-New Orleans - September 2006
-Taken from The Guardian's 'Comment is Free'
The eyes of the world flickered briefly back to New Orleans last night as the Superdome, national shorthand for death, squalor and the failings of a federal government when its citizens needed it most, reopened for the new American Football season. The homecoming of the New Orleans Saints - who last year played their home games at locations scattered, like their fanbase, across the state and the country - has been heavily trailed for weeks on local television, with adverts showing a group of burly players clashing their helmets together in the changing rooms and repeatedly chanting "There's no place like home!".
The return of football to the Superdome falls neatly into the narrative of recovery promoted by the city's Mayor, Ray Nagin. Since the anniversary of Hurricane Katrina, his staff have been spinning overtime to get across the message that New Orleans is back in business and open to the world, and the symbolism of the refurbished Superdome, the scene of so much misery last August, is a powerful tool in their hands. But for many residents, any talk of homecoming is deeply divisive.
Hundreds of thousands of residents are still displaced and unsure of what - if any - future they have in the Crescent City. New Orleans is awash with planners offering competing proposals on how a brighter, brasher metropolis can rise from the rubble of the storm. In the eyes of many, they have a clean slate to work from, with vast swathes of the area wiped out physically and psychologically by the hurricane.
The problem for residents is that the attitude of many of these planners - an attitude seemingly shared by city officials - is that the New New Orleans should be shorn of many of the social problems is was previously saddled with - and consequently shorn of the communities from which, it is claimed, those problems arose. The way to achieve this transformation? Attack the resources that poor, predominantly black residents relied upon most - namely publicly funded schools, hospitals and housing.
Conspiracy theories abound; whilst some of the more extreme rumours (including the claim that the levees protecting the poverty-stricken Lower 9th Ward were deliberately dynamited during the storm to protect wealthier, whiter parts of town) are hard to swallow, it is easy to see why many believe that the city, state and federal authorities are doing everything in their power to discourage large sections of the population from returning home. Take public housing. In 1996 there were over 13,000 publicly-funded, affordable housing units in the city; by the time Katrina struck, that had been steadily reduced to 7,100. Now, with New Orleans facing the greatest shortage of affordable housing in its history (rents have skyrocketed in the past year), the Department for Housing and Urban Development has announced plans to demolish 5,000 of the remaining units.
For residents who have lived in and built communities around these public housing projects all their lives this is difficult to accept, not least because the units are set to be replaced by so-called "mixed income" developments, which by their very nature are going to leave a lot of displaced former residents out of the equation. Unlike the wind, water and mould-battered wooden houses of the Lower 9th, most of the public housing projects are made of brick and so withstood the flooding comparatively well. In fact, those that have been inside the units say they are practically ready to be inhabited again, a ready-made solution to fulfil the city administration's plea to "make the impossible possible and get our people back home."

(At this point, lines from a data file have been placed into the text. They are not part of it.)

PR #713, opened 2024-07-30
fix: correct problem definitions in `test_weights`

tc85324:
### PR Type
- Bugfix
- Tests

### Description
Coreset indices were not being generated as expected; instead of a set of `self.coreset_size` indices being generated, only a single index in the range of `self.coreset_size` was generated.

This would be fine, except for `test_solver_reduces_target_metric` only being well defined for coreset sizes greater than one. When the coreset size is one, there is no guarantee that solving for the weights will reduce the target metric; the weighting is usually a relative weight against other members of the coreset.

### How Has This Been Tested?
Test pass; manual check of coreset generation in the problem now demonstrates the expected behaviour.

No


db091756 (approved):
Good spot!

PR #738, opened 2024-08-16
Performance testing CI workflow

rg936672:
### PR Type

- CI related changes

### Description

Add a CI workflow for performance testing: 

 * On each push to `main`, it records a set of performance metrics.
 * On each push to a PR, it computes performance metrics and compares them the most recent recorded set of performance metrics from `main`, and then adds a comment to the PR with a summary of any significant differences.

Also makes a couple of changes to `jit_test`:
 * Adds an optional normalisation factor, which is used to reduce variance from running the performance tests across different machines.
 * `JITCompilableFunction`s now have an optional string name (and are named "Function 1", "Function 2", etc if `None` is given).

### How Has This Been Tested?

See usage at https://github.com/rg936672/coreax/pull/1 and https://gist.github.com/rg936672/094213d70dcc9c03ec49a81545627373.

No.

### Screenshots

(Write your answer here.)

### DIFF
--- a/coreax/util.py
+++ b/coreax/util.py
@@ -27,7 +27,7 @@ import time
 from collections.abc import Callable, Iterable, Iterator
 from functools import partial, wraps
 from math import log10
-from typing import Any, NamedTuple, Optional, Sequence, TypeVar
+from typing import Any, NamedTuple, Optional, Sequence, Tuple, TypeVar
 
 import equinox as eqx
 import jax.numpy as jnp
@@ -358,6 +358,7 @@ def speed_comparison_test(
     num_runs: int = 10,
     log_results: bool = False,
     check_hash: bool = False,
+    normalisation: Optional[Tuple[float, float]] = None,
 ) -> tuple[list[tuple[Array, Array]], dict[str, Array]]:
     """
     Compare compilation time and runtime of a list of JIT-able functions.
@@ -367,6 +368,9 @@ def speed_comparison_test(
     :log_results: If :data:`True`, the results are formatted and logged
     :param check_hash: If :data:`True` check that the hash of the JITted functions are
         different to the supplied functions.
+    :param normalisation: Tuple (compilation normalisation, execution normalisation).
+        If provided, returned compilation/execution times are normalised so that this
+        time is 1 time unit.
     :return: Mean and standard deviation of compilation time and runtime for each
         function as a list of tuples, and a dictionary of raw timings
     """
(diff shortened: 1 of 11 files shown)


rg936672:
Things we'll want to add to this in future:
 - More performance tests
 - Recording performance data from PRs, so that performance can be compared both against the most recent `main` and against the most recent known data for the PR

coreax/util.py
```diff
@@ -281,6 +282,7 @@ def jit_test(
     fn_args: tuple = (),
     fn_kwargs: Optional[dict] = None,
     jit_kwargs: Optional[dict] = None,
+    _name: Optional[str] = None,  # UNUSED
```
db091756, line 285: Rather than noting this as unused, could we just do `del _name` and include a comment explaining why this parameter is necessary here

tests/performance/__init__.py
```diff
@@ -0,0 +1 @@
+"""Module containing tests for performance (i.e. speed) of the package."""
```
db091756, line 1: This and other new files needs copyright message

tests/performance/cases/basic_coresets.py
```diff
@@ -0,0 +1,107 @@
...
+    KernelDensityMatching,
+    PCIMQKernel,
+    SquaredExponentialKernel,
+    SteinKernel,
+)
+from coreax.kernels import median_heuristic
+from coreax.solvers import KernelHerding, RPCholesky, SteinThinning
+from coreax.util import JITCompilableFunction
+
+CORESET_SIZE = 100
```
db091756, line 25: I think I would be in favour of putting `num_data_points` and `num_features` as global constants here as well, as this will have an effect on runtime

tests/performance/compare.py
```diff
@@ -0,0 +1,231 @@
...
+    parser.add_argument(
+        "reference_directory",
+        help="The directory containing historic performance data.",
+    )
+    args = parser.parse_args()
+    return Path(args.performance_file), Path(args.reference_directory)
+
+
+def date_from_filename(path: Path) -> Optional[Tuple[datetime.datetime, str]]:
+    """Extract the date from a performance data file name."""
```
db091756, line 37: Would be useful to have params and return in the docstring here

tests/performance/compare.py
```diff
@@ -0,0 +1,231 @@
...
+        hour=int(hour),
+        minute=int(minute),
+        second=int(second),
+        tzinfo=datetime.timezone.utc,
+    ), git_hash
+
+
+def get_most_recent_historic_data(
+    reference_directory: Path,
+) -> Dict[str, Dict[str, float]]:
```
db091756, line 57: Would be useful to have params and return in the docstring here

tests/performance/compare.py
```diff
@@ -0,0 +1,231 @@
...
+        return {}
+
+    most_recent_file = max(files.keys(), key=files.get)
+
+    with open(most_recent_file, "r", encoding="utf8") as f:
+        return json.load(f)
+
+
+def format_run_time(times: Dict[str, float]) -> str:
+    """Format the performance data for a specific test in a human-readable form."""
```
db091756, line 76: Would be useful to have params and return in the docstring here

tests/performance/compare.py
```diff
@@ -0,0 +1,231 @@
...
+
+    :Example:
+        >>> relative_change(2, 3)  # 3 is 50% bigger than 2
+        0.5
+        >>> relative_change(4, 3)  # 3 is 25% less then 4
+        -0.25
+        >>> relative_change(1, 0)  # 0 is 100% less than 1
+        -1
+        >>> relative_change(0, 1)  # 1 is infinitely larger than 0
+        inf
```
db091756, line 137: Would be useful to have params and return in the docstring here

tests/performance/compare.py
```diff
@@ -0,0 +1,231 @@
...
+    try:
+        return change / before
+    except ZeroDivisionError:
+        return float("inf")
+
+
+def get_significant_differences(
+    current_performance: Dict[str, Dict[str, float]],
+    historic_performance: Dict[str, Dict[str, float]],
+) -> List[Tuple[str, List[str]]]:
```
db091756, line 152: Would be useful to have params and return in the docstring here

db091756 (changes requested):
I am happy with the code. But I think it would help future readers of the code to have more explanation in the docstrings. 

I also think it would be a nice QoL feature to include the `units` in the output. I.e. tell us somewhere the length of time each unit actually is. This way we can figure out how long it took to compute the coresets if we wanted to

rg936672:
> I also think it would be a nice QoL feature to include the `units` in the output. I.e. tell us somewhere the length of time each unit actually is. This way we can figure out how long it took to compute the coresets if we wanted to

This will require a bit of finagling, as well as for more data to be stored in the gist. I'll give it a go though, as I agree it would be nice!

db091756:
> > I also think it would be a nice QoL feature to include the `units` in the output. I.e. tell us somewhere the length of time each unit actually is. This way we can figure out how long it took to compute the coresets if we wanted to
> 
> This will require a bit of finagling, as well as for more data to be stored in the gist. I'll give it a go though, as I agree it would be nice!

I am happy to review this without this extra feature, and add it as a new issue

rg936672:
> I am happy to review this without this extra feature, and add it as a new issue

As this will require changing the format of stored data, I'd prefer to get this right first time rather than splitting this!

rg936672:
No clue why pre-commit is failing here; I can't reproduce the issue locally.

db091756:
@rg936672 Is it possible to have a shared normalisation across the compilation and execution time?

rg936672:
> @rg936672 Is it possible to have a shared normalisation across the compilation and execution time? As it is it may be slightly confusing as they both refer to the same `units`

It's certainly _possible_, but I don't think it'd be a good idea - execution is going to be very parallelisable and thus the time will be highly dependent on the number of cores available, whereas I would assume that compilation will be much less so, so depending on the hardware the two might vary independently. 

I can easily change the language on the comment though - how about just referring to them as "compilation units" and "execution units", or even "c-units" and "e-units"?

db091756:
> > @rg936672 Is it possible to have a shared normalisation across the compilation and execution time? As it is it may be slightly confusing as they both refer to the same `units`
> 
> It's certainly _possible_, but I don't think it'd be a good idea - execution is going to be very parallelisable and thus the time will be highly dependent on the number of cores available, whereas I would assume that compilation will be much less so, so depending on the hardware the two might vary independently.
> 
> I can easily change the language on the comment though - how about just referring to them as "compilation units" and "execution units", or even "c-units" and "e-units"?

I would be happy with either, up to you!

db091756 (approved):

Which makes it all the more incredible that rather than tidying the projects up and getting the evacuees back inside, the city's housing authority has spent hundreds of thousands, if not millions of dollars boarding the units up and, in one public development, even installing a 7ft-high barbed wire fence around the perimeter to keep out those who used to live there. On the eve of Katrina's anniversary, in an incident largely unreported by the local media (who were focusing instead on Bush's flying visit to the Gulf Coast), some former residents took ladders and boltcutters and forced their way back into their old homes. Unsurprisingly police officers soon appeared on the scene and arrested nine people (although significantly they decided not to arrest the residents themselves, all of whom were in possession of valid leases for the properties they were entering).
There have been many similar actions since, although the majority of projects remain shuttered-up and fenced-off, sunk in darkness even whilst the bright lights of the Superdome switch back on. Katrina was the worst natural disaster in American history but the bungled and insensitive handling of the city's regeneration has been entirely man-made. Although the news crews have moved on following the hurricane's anniversary, returning only for the odd ready-made recovery story, the problem of tackling that man-made disaster remains.